Purple chairs in reception with a peek into the docks.

International risk team: The potential and perils of offshore wind

04 June 2020. Published by Gary Walkling, Partner

A recent report by the IEA(1) has laid bare the impact of the COVID-19 pandemic on the energy industry. Demand for coal and oil plummeted as entire countries and industries went into lockdown in the first quarter of 2020. Renewable energy, however, bucked the trend and actually saw demand increase, primarily due to larger installed capacity and priority dispatch.

The Potential

It is perhaps questionable whether that will be a short-term bounce. However, there are reasons to be hopeful that there now exists an opportunity for longer term change. One of the major reasons for the growth of the renewable energy industry in recent years has been sharp cost reductions driven by improvements in technology. The renewables industry has also been the main beneficiary of the decreasing acceptability of coal. If governments are serious about reducing carbon emissions, there may be no better opportunity to do so as they look to restart societies and economies in the coming months.

For obvious reasons, the renewables focus in the UK has very much been on wind power. In the most recent Queen’s speech, the Government committed to 40GW of installed offshore capacity by 2030, and to enable new floating turbines2. Offshore wind is not just big business in the UK. There have been significant developments in both Germany and Denmark, and China added more capacity than any other country in 2018. The IEA reports that offshore wind “...is set to expand strongly in the coming decades into a USD 1 trillion business.3

The Perils

The boom in offshore wind obviously represents a fantastic opportunity for insurers, not least those who are looking to replace premium income from coal-based projects. However, the ever-developing technology and the nature of offshore wind farms also represent serious risks. The purpose of this article is to highlight some of those risks, and to stress the importance of attention to detail when it comes to policy wordings.

Historically, the most common types of losses in offshore wind involve (i) cables and (ii) foundations. Moreover, the most common causes of those losses are workmanship and design.

Modern windfarms often include hundreds of turbines. This means that not only is there a risk of, for example, defective design causing cracks in foundations, but also that when those problems do arise, they are often replicated numerous times. This is exactly what happened at the Robin Rigg offshore wind farm. In 2009, movement was discovered in the grouted connections of the foundations. It was subsequently found that the design standards used contained a fundamental error, which meant that all 60 turbines at the site required remedial works at a cost of €26.25m4. This obviously represents something of a recipe for disaster for all stakeholders, including insurers.
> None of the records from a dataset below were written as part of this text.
PR #4012, opened 2021-02-18
Refactor due to profiling improvements (in libopenshot)

jonoomph:
Related to profiling and performance improvements in libopenshot: https://github.com/OpenShot/libopenshot/pull/638

Improvements to openshot-qt:
 - I've removed some unused settings, related to OpenMP
 - Updated effect icons & cache icons
 - Updated translation templates
 - Fixed a regression causing the Caption dock to appear when upgrading OpenShot


jonoomph:
@ferdnyc Hiya! Do you know why this keeps failing? I haven't really dug into yet, just curious: https://github.com/OpenShot/openshot-qt/pull/4012/checks?check_run_id=1931336145

ferdnyc:
@jonoomph Yeah, that's what I was trying to sort out with #3938. Basically, setting up the QtWebEngine just to run the unit tests is... problematic, as it's not being shut down properly. After struggling with it for a while and getting nowhere, I eventually decided that we _shouldn't_ really **NEED** the Timeline web interface for the unit tests, _at all_, so I was trying to come up with a workable way to use a "dummy" Timeline backend with just enough functionality to let the unit tests execute, and without actually loading any browser components.

IIRC I didn't get all the way there with it, at least not yet. Haven't looked at it in like a month, though.

In _theory_ this could also be solved by making sure the web backend is properly and completely spun up and 
then shut down again before the unit test run terminates. Problem is, it doesn't seem like the WebEngine actually **starts** loading until the interface is shown, which we don't actually do, and then can't be shut down until it's fully loaded. Which just to run the unit tests would take forever. (Like potentially ~20 seconds.)

Oh, right, _and_ the `xvfb` environment doesn't support OpenGL (obviously), which is also problematic for QtWebEngine.

Issue #4047, opened 2021-03-12
OpenShot cannot render animated titles


Pythonic456:
OpenShot does not seem to be able to render any animated title frames.

**Steps to reproduce the behavior:**
1. Go to 'Title > Animated Title'.
2. Click on a title template.
3. See error.

**Expected behavior:**
I expected to be able to render some animated titles with OpenShot.

**System Details:**
- OpenShot Version 2.5.1, libopenshot 0.2.5
- Operating System / Distro: Windows 10 Pro
- Blender Version: 2.92.100.0

A windows opens and says this:
```Blender, the free open source 3D content creation suite is required for this action (http://www.blender.org).

Please check the preferences in OpenShot and be sure the Blender executable is correct.  This setting should be the path of the 'blender' executable on your computer.  Also, please be sure that it is pointing to Blender version 2.80 or greater.

Blender Path:
blender

Error Output:
No frame was found in the output from Blender
```

Help would be appreciated!

Mikrotherion:
Can half confirm. Most animated titles work for me (so blender is there and does work), but for some (Dissolving Text and Exploding Text) I get the same error message.
For those that do work I'm not sure they work correctly. The World Map, for example, is very dark and oceans are black

System Details:

    OpenShot Version 2.5.1, libopenshot 0.2.5-r1
    Operating System / Distro: Gentoo 64bit
    Blender Version: 2.91.2

ferdnyc:
@Pythonic456 

On Windows, you'll need to set the path to `blender.exe` in the Preferences. Go to Edit > Preferences, and on the first tab there's a setting "Blender command (path)". Click the Browse button at the end of that field and select the location of the Blender executable (probably `C:\Program Files\Blender Foundation\Blender 2.92\blender.exe`).

If you're using Blender installed from the Windows Store, those packages use a container format that's not compatible with OpenShot (it can't directly access the `blender.exe` file), so you'll have to download and install a full version from [blender.org](https://blender.org/).

That _should_ solve it, assuming there are no other issues using Blender 2.92 with OpenShot 2.5.1. I don't believe there are, but I haven't tested it personally. My only access to a Windows install is as a virtual machine under Linux, and Blender won't run like that because it requires GPU acceleration that isn't available in the VM.

ferdnyc:
@Mikrotherion 

[...]

PR #4053, opened 2021-03-20
Blender: Add sunlight intensity parameter to earth.xml, enhance UI support

ferdnyc:
This PR grew out of https://github.com/OpenShot/openshot-qt/issues/4047#issuecomment-801169343, where @Mikrotherion noted that the rendering of the World Globe animated title was a bit dark. I agreed, and determined that it was a lighting issue.

Rather than impose a new lighting scheme on everyone, I decided to add a `sun_intensity` parameter that allows the user to adjust the intensity of the light source from the default `1.0`. It can go down to `0.0`, or up to `20.0` which is _extremely_ bright and cartoonish.

Along the way I also enhanced the form builder a bit, so that there are some new features the XML files can take advantage of (and `earth.xml` already does, now):

* `<param>` tags are no longer required to include an empty `description=""` attribute
* The existing support for unknown-type `<param>` tags creating labels is now taken advantage of to format the parameters for `earth.xml` more hierarchically (details below)
* In addition, a new `<param type="bold_label" title="Some text/>` tag can be used to create, well, **bold** labels
* Support for the existing `<param type="spinner">` child tags `<step>` and `<digits>` is now implemented. The defaults for both are the previously-hardcoded `0.01` and `2` (which signifies two digits **_after_ the decimal point**, not two total digits), respectively.
    So, for example, the following will display values to 2 decimal places, and raise or lower in increments of `0.10`:
    ```xml
    <param name="sun_intensity" type="spinner" title="Sunlight intensity">
      <min>0.0</min>
      <max>10.0</max>
      <default>1.0</default>
      <step>0.1</step>
      <digits>2</digits>
    </param>
    ```

With the new label support, I relabeled a lot of parameters in `earth.xml` to show as a hierarchy, and shortened the labels on the values considerably because the wide labels weren't really fitting in the window. So, now, the settings will load like this:

image

I'm not 100% happy with it (I'd like a bit _more_ of a true hierarchy, at the bold-labeled levels, and perhaps even the ability to collapse those sections on their bold headings), but it's a start.

Oh, yes, I also migrated my `best_contrast()` function from the Title Editor into `classes.ui`, and it's now used by the Animated Titles interface for the same purpose: To show text labels on color buttons:

image

The color labels are enabled on all color buttons for all of the titles, that's not specific to `earth.xml`. The `<step>`, `<digits>`, `<param type="bold_label" .../>`, etc. XML features are also enabled everywhere, but `earth.xml` is currently the only file which makes use of them.

#### Sunlight Intensity

We should probably pick a new default that's higher than `1.0`, as well. Here's the current (non-adjustable) lighting level at `1.0` intensity:
Screenshot from 2021-03-24 11-51-16

Raising it to `3.0`:
Screenshot from 2021-03-24 11-51-35

And, maxed out at `20.0`:
Screenshot from 2021-03-24 11-52-06

### DIFF
--- a/src/blender/earth.xml
+++ b/src/blender/earth.xml
@@ -12,130 +12,130 @@
 	</param>
 
 	<!-- DEPART COORDINATES -->
-	<param name="depart_title" type="text" title="Depart Title" description="">
+	<param name="depart_section_label" type="bold_label" title="Departure Location"/>
+	<param name="depart_title" type="text" title="Departure Title" description="">
 		<default>New York</default>
 	</param>
-	<param name="depart_lat_dir" type="dropdown" title="Depart Latitude (Equator)" description="">
+	<param name="depart_lat_label" type="label" title="Departure Coordinates, Latitude"/>
+	<param name="depart_lat_dir" type="dropdown" title="• Direction" description="">
 		<values>
 			<value name="North" num="N"/>
 			<value name="South" num="S"/>
 		</values>
 		<default>N</default>
 	</param>
-	<param name="depart_lat_deg" type="spinner" title="Depart Latitude (degrees)" description="">
+	<param name="depart_lat_deg" type="spinner" title="• Degrees" description="">
 		<min>0</min>
 		<max>90</max>
 		<default>40</default>
 	</param>
-	<param name="depart_lat_min" type="spinner" title="Depart Latitude (minutes)" description="">
+	<param name="depart_lat_min" type="spinner" title="• Minutes" description="">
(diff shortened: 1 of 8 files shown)


ferdnyc:
Oh, yes, on the coordinate labels: I'm afraid the bullets are _included_ in the label strings right now (part of what I was saying about not being 100% happy with it), so unfortunately translators will have to translate strings like `• Minutes` and `• Degrees`. (And they'll need to include the bullets in their translated strings, for them to show up in the interface that way.)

One way insurers can safeguard themselves is to ensure that effective aggregation language is included in their policies. For example, policies will normally be subject to a per occurrence deductible and limit, and the policy may provide that “Occurrence means all covered loss, damage, or a sequence of losses or damages, casualties or disasters arising from an insured event.” The intention of such language is to treat multiple losses as a single aggregated loss where they are sufficiently united by factors such as time, place, cause and human intent and action. However, the effect of such aggregation language is highly dependent on the specific facts of a given case. Additionally, in circumstances where instances of damage might occur and/or be discovered at different times, it might be difficult to argue that the so called ‘test of unities’ has been satisfied.

In recognition of the above, policies will often include a ‘series loss clause’ along the following lines:

If an insured event resulting from (other than excluded herein) the development or discovery of a defect in design, plan, specification, materials or workmanship shall indicate or suggest that a similar defect exists elsewhere in the Property, the indemnity payable shall be as follows:

For the loss or damage associated with the first item of such Property: 100%

For the loss or damage associated with the second item of such Property: 75%

For the loss or damage associated with the third item of such Property: 50%

Further loss or damage to Property shall not be indemnified

The basic intention of such clauses is that where multiple instances of damage arise from a common defect, insurers are liable on a sliding scale for the first few losses but have no liability thereafter. However, many issues arise with such clauses. For example, how ‘similar’ does the defect have to be, and how does one define where the defect begins and ends? Perhaps most importantly, where repairs are carried out to numerous turbines during one campaign, how do you go about splitting the cost of each instance of damage for the purposes of applying the relevant percentages?

As always, each claim will of course turn on its own facts and the particular wording used. However, if the energy insurance industry is going to maximise the prospects that renewable energy, and specifically offshore wind offers, insurers and brokers need to give proper consideration to the above and similar issues when drafting policy wordings. Failing to do so will mean disputes are likely to become increasingly common, which will only serve to diminish the opportunities on offer.